**Provided records**:
# # # # # # #

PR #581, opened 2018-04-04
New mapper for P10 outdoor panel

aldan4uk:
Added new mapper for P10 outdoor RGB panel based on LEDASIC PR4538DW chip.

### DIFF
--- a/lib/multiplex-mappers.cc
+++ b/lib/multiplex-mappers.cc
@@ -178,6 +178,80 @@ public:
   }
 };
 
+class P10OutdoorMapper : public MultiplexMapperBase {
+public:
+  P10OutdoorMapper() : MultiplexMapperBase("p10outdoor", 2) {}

# # # # # # #

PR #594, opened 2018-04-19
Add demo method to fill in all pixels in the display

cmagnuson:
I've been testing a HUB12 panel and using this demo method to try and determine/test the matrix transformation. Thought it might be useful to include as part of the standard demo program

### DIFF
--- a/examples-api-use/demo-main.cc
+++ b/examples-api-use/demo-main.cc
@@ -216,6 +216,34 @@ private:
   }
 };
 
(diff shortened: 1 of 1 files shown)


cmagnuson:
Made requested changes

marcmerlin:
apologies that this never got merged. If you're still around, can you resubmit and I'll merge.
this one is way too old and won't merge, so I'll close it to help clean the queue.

# # # # # # #

**Problem to work on**:
Take the records above and return, word for word, only the lines that fall from the line with "I've been testing" to the line with "this one is", both of them included.

**Answer space**:
I've been testing a HUB12 panel and using this demo method to try and determine/test the matrix transformation. Thought it might be useful to include as part of the standard demo program

### DIFF
--- a/examples-api-use/demo-main.cc
+++ b/examples-api-use/demo-main.cc
@@ -216,6 +216,34 @@ private:
   }
 };
 
(diff shortened: 1 of 1 files shown)


cmagnuson:
Made requested changes

marcmerlin:
apologies that this never got merged. If you're still around, can you resubmit and I'll merge.
this one is way too old and won't merge, so I'll close it to help clean the queue.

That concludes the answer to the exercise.